_Exercise brief:_
Please transcribe each of the records exactly as given.

(Dataset entries)
PR #145, opened 2022-09-30
Add final status

FrederikBolding:
If we want to use a "final" status, which we do for CAIP-2 currently even though it isn't defined in CAIP-1, we must add that status to this yml file for it to show up in Jekyll.


bumblefudge:
will be covered by #158 , thanks for noticing!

_Exercise output:_
PR #145, opened 2022-09-30
Add final status

FrederikBolding:
If we want to use a "final" status, which we do for CAIP-2 currently even though it isn't defined in CAIP-1, we must add that status to this yml file for it to show up in Jekyll.


bumblefudge:
will be covered by #158 , thanks for noticing!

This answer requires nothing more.